Give an example, suppose you want to fine-tune a ssd_mobilenet_v1_custom_data model and you downloaded the checkpoint ssd_mobilenet_v1_coco, when you set fine_tune_checkpoint_type: detection, then all variables in the graph that are also available in the checkpoint file will be restored, and the box predictor (last layer) weights will also be restored. But if you set fine_tune_checkpoint_type: classification, then only the weights for mobilenet layers are restored. But if you use a different model checkpoint, say faster_rcnn_resnet_xxx, then because variables in the graph are not available in the checkpoint, you will see the output log saying Variable XXX is not available in checkpoint warning, and they won't be restored.
Step 2, updating weights
Now you have all weights restored and you want to keep training (fine-tuning) on your own dataset, normally this should be enough.
But if you want to experiment with something and you want to freeze some layers during training, then you can customize the training by setting freeze_variables. Say you want to freeze all the weights of the mobilenet and only updating the weights for the box predictor, you can set freeze_variables: [feature_extractor] so that all variables that have feature_extractor in their names won't be updated. For detailed info, please see another answer that I wrote.
So to fine-tune a model on your custom dataset, you should prepare a custom config file. You can start with the sample config files and then modify some fields to suit your needs.
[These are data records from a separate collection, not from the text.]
Issue #2764, opened 2019-08-26
QPSK constellation object not scaled correctly


jdemel:
If you use a `Constellation Object` with QPSK modulation, the symbols are not scaled properly, impling `|s|^2 != 1`. 

In `gr-digital/lib/constellation.cc` the QPSK symbols are defined as 
`gr_complex(-GR_M_SQRT2, -GR_M_SQRT2)`. 
They should be defined as 
`gr_complex(-1.0 / GR_M_SQRT2, -1.0 / GR_M_SQRT2)`.

All other constellations seem to stick to the `|s|^2 == 1` convention except for QPSK.

marcusmueller:
Still the case:

```c++
constellation_qpsk::constellation_qpsk()
{
    d_constellation.resize(4);
    // Gray-coded
    d_constellation[0] = gr_complex(-GR_M_SQRT2, -GR_M_SQRT2);
    d_constellation[1] = gr_complex(GR_M_SQRT2, -GR_M_SQRT2);
    d_constellation[2] = gr_complex(-GR_M_SQRT2, GR_M_SQRT2);
    d_constellation[3] = gr_complex(GR_M_SQRT2, GR_M_SQRT2);

    /*
      d_constellation[0] = gr_complex(GR_M_SQRT2, GR_M_SQRT2);
      d_constellation[1] = gr_complex(-GR_M_SQRT2, GR_M_SQRT2);
      d_constellation[2] = gr_complex(GR_M_SQRT2, -GR_M_SQRT2);
      d_constellation[3] = gr_complex(GR_M_SQRT2, -GR_M_SQRT2);
    */

    d_pre_diff_code.resize(4);
    d_pre_diff_code[0] = 0x0;
    d_pre_diff_code[1] = 0x2;
    d_pre_diff_code[2] = 0x3;
    d_pre_diff_code[3] = 0x1;

    d_rotational_symmetry = 4;
    d_dimensionality = 1;
    // normalization_t norm = POWER_NORMALIZATION;
    // normalize(norm);
    calc_arity();
}
```

However, fixing this will require an API break, as we reduce things by 6 dB…

So, doesn't look like we could backport a fix to this for 3.10, and I don't know whether it's worth fixing on main, then. @mormj , @willcode ?

willcode:
Also dqpsk.

Commented out code in qpsk and dqpsk (added in #6748 but never uncommented) would POWER_NORMALIZATION. In the PR, the author said this broke other stuff (equalizers, QA).

PR #2771, opened 2019-08-28
Normalize the constellation points so that the mean square magnitude is 1 (instead of the non-squared magnitude).

eduardosm:
This allows to easily create signals with normalized power and makes it consistent with the 16-QAM constellation (which is also normalized for mean square magnitude = 1).

### DIFF
--- a/gr-digital/grc/digital_constellation.block.yml
+++ b/gr-digital/grc/digital_constellation.block.yml
@@ -29,6 +29,13 @@ parameters:
     dtype: int
     default: '1'
     hide: ${ ( 'none' if str(type) == "calcdist" else 'all') }
+-   id: normalization
+    label: Normalization Type
+    dtype: int
+    default: digital.constellation.AMPLITUDE_NORMALIZATION
+    options: [digital.constellation.NO_NORMALIZATION, digital.constellation.POWER_NORMALIZATION, digital.constellation.AMPLITUDE_NORMALIZATION]
+    option_labels: [None, Power, Amplitude]
+    hide: ${ ( 'none' if str(type) == "calcdist" else 'all') }
 -   id: precision
     label: Soft Decisions Precision
     dtype: int
@@ -39,7 +46,7 @@ parameters:
     dtype: raw
     default: None
     hide: ${ ('part' if str(soft_dec_lut) == 'None' else 'none') }
-value: ${ digital.constellation_calcdist(const_points, sym_map, rot_sym, dims) if (str(type) == "calcdist") else getattr(digital,'constellation_'+str(type))()  }
+value: ${ digital.constellation_calcdist(const_points, sym_map, rot_sym, dims, normalization) if (str(type) == "calcdist") else getattr(digital,'constellation_'+str(type))()  }
 
 
 templates:
--- a/gr-digital/include/gnuradio/digital/constellation.h
+++ b/gr-digital/include/gnuradio/digital/constellation.h
@@ -49,11 +49,17 @@ typedef std::shared_ptr<constellation> constellation_sptr;
 class DIGITAL_API constellation : public std::enable_shared_from_this<constellation>
 {
 public:
+    enum normalization_t {
+        NO_NORMALIZATION,
+        POWER_NORMALIZATION,
+        AMPLITUDE_NORMALIZATION,
+    };
+
     constellation(std::vector<gr_complex> constell,
                   std::vector<int> pre_diff_code,
                   unsigned int rotational_symmetry,
                   unsigned int dimensionality,
-                  bool normalize_points = true);
+                  normalization_t normalization = AMPLITUDE_NORMALIZATION);
     constellation();
     virtual ~constellation();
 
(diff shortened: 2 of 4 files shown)


marcusmueller:
Hi! Thanks for contributing this PR (I like it, especially since you've even thought of modifying the documenation).

This of course breaks the unit tests, so unless you also adapt these, we can't merge this. Also, it changes the way an existing block that people rely on working the way it does – that's a no-go, I'm afraid.

I can see your use case, though! Power normalization actually *is* the more common way of normalization than amplitude normalization. So, what about the following:

1. change the `normalize_points` parameter to not be a `bool`, but an `enum` that allows choosing between `NO_NORMALIZATION`, `POWER_NORMALIZATION`, `AMPLITUDE_NORMALIZATION`
2. use that parameter to pick the appropriate normalization method
3. (important) add a unit test that tests all three modes, including the new power normalization mode.

marcusmueller:
Oh, and while you can possibly fly under the radar with this "small change" (it could boil down to < 10 LOC) in terms of copyright: I think it would be wisest if you contacted bhilburn AT gnuradio PERIOD org (@bhilburn) and got a Contributor license agreement, which allows the FSF to defend the GPL code, and allows you to do whatever you want with your own code.

eduardosm:
>     1. change the `normalize_points` parameter to not be a `bool`, but an `enum` that allows choosing between `NO_NORMALIZATION`, `POWER_NORMALIZATION`, `AMPLITUDE_NORMALIZATION`
> 
>     2. use that parameter to pick the appropriate normalization method

I have pushed a new commit implementing it as suggested.

>     3. (important) add a unit test that tests all three modes, including the new power normalization mode.

Tests are now passing, because I set the default to `AMPLITUDE_NORMALIZATION`, but I am not sure how to extend the current tests to cover all the cases.

I have also modified the GRC block definition (`digital_constellation.block.yml`) to allow choosing the normalization type for 'Variable Constellation', but I haven't had a chance to test it yet.



> Oh, and while you can possibly fly under the radar with this "small change" (it could boil down to < 10 LOC) in terms of copyright: I think it would be wisest if you contacted bhilburn AT gnuradio PERIOD org (@bhilburn) and got a Contributor license agreement, which allows the FSF to defend the GPL code, and allows you to do whatever you want with your own code.

Thanks for the tip, I have sent an email to get more information.

jdemel:
This should fix #2764 . I have a QA test in `gr-gfdm` that relies on normalized amplitudes in the constellation object. It did work with 3.7 and broke in 3.8. I'd argue that 3.8 actually introduced a regression here. Thus, making normalized amplitudes the default would actually NOT break other things.

michaelld:
@eduardosm @bhilburn did we get your CLA finalized?

mormj:
@eduardosm  - we'd love to be able to include this PR - any update on the CLA process?

eduardosm:
I have been asked to get a disclaimer for my university. Due to the current situation here in Spain, I don't know when that will be possible.

Anyways, is the CLA that important for this PR? It is not like I have invented the wheel here...

michaelld:
> Anyways, is the CLA that important for this PR? It is not like I have invented the wheel here...

Yes the CLA is required, since the changes are more than ~10 lines of code. Even much more simple changes can require a CLA if there are enough changes ...

eduardosm:
> Yes the CLA is required, since the changes are more than ~10 lines of code. Even much more simple changes can require a CLA if there are enough changes ...

This will have to wait then. This CLA thing feels to me like a barrier to entry for new contributors...

mohmmadd:
> > Yes the CLA is required, since the changes are more than ~10 lines of code. Even much more simple changes can require a CLA if there are enough changes ...
> 
> This will have to wait then. This CLA thing feels to me like a barrier to entry for new contributors...

@eduardosm Are you have any good news?

mormj:
@eduardosm - We have removed some of the barrier for new contributors by using the DCO instead of CLA (https://github.com/gnuradio/gnuradio/blob/master/CONTRIBUTING.md)

All this means, is that we can merge your changes if you signoff your commit git commit --amend -s and force push

(looks like it needs a rebase as well)

eduardosm:
> @eduardosm - We have removed some of the barrier for new contributors by using the DCO instead of CLA (https://github.com/gnuradio/gnuradio/blob/master/CONTRIBUTING.md)
> 
> All this means, is that we can merge your changes if you signoff your commit git commit --amend -s and force push
> 
> (looks like it needs a rebase as well)

Thanks for the notification. I have rebased and added the signoff as suggested.


Build is failing with
```
  Python bindings for constellation.h are out of sync
  gr-digital/python/digital/bindings/CMakeLists.txt:97 (GR_PYBIND_MAKE_CHECK_HASH)
```

But I am not sure where those bindings are located. Aren't those generated automatically?

mormj:
> But I am not sure where those bindings are located. Aren't those generated automatically?

Unfortunately no - I can help with this if you would like because it would be nice to have this feature ready for the 3.9 release cutoff.  The python bindings are located in the python/bindings/*_python.cc files and follow standard pybind11 syntax.  There is a helper script bind_intree_file.py that might be able to help.

eduardosm:
I think I've got the bindings

marcusmueller:
@eduardosm Awesome!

when to stop training object detection tensorflow

I am training faster rcnn model on fruit dataset using a pretrained model provided in google api(faster_rcnn_inception_resnet_v2_atrous_coco).
I made few changes to the default configuration. (number of classes : 12 fine_tune_checkpoint: path to the pretrained checkpoint model and from_detection_checkpoint: true). Total number of annotated images I have is around 12000.
After training for 9000 steps, the results I got have an accuracy percent below 1, though I was expecting it to be atleast 50% (In evaluation nothing is getting detected as accuracy is almost 0). The loss fluctuates in between 0 and 4.
What should be the number of steps I should train it for. I read an article which says to run around 800k steps but its the number of step when you train from scratch?
FC layers of the model are changed because of the different number of the classes but it should not effect those classes which are already present in the pre-trained model like 'apple'?
Any help would be much appreciated!
You shouldn't look at your training loss to determine when to stop. Instead, you should run your model through the evaluator periodically, and stop training when the evaluation mAP stops improving.

Training trained seq2seq model on additional training data

I have trained a seq2seq model with 1M samples and saved the latest checkpoint. Now, I have some additional training data of 50K sentence pairs which has not been seen in previous training data. How can I adapt the current model to this new data without starting the training from scratch?
You do not have to re-run the whole network initialization. You may run an incremental training.
Training from pre-trained parameters
Another use case it to use a base model and train it further with new training options (in particular the optimization method and the learning rate). Using -train_from without -continue will start a new training with parameters initialized from a pre-trained model.
Remember to tokenize your 50K corpus the same way you tokenized the previous one.
Also, you do not have to use the same vocabulary beginning with OpenNMT 0.9. See the Updating the vocabularies section and use the appropriate value with -update_vocab option.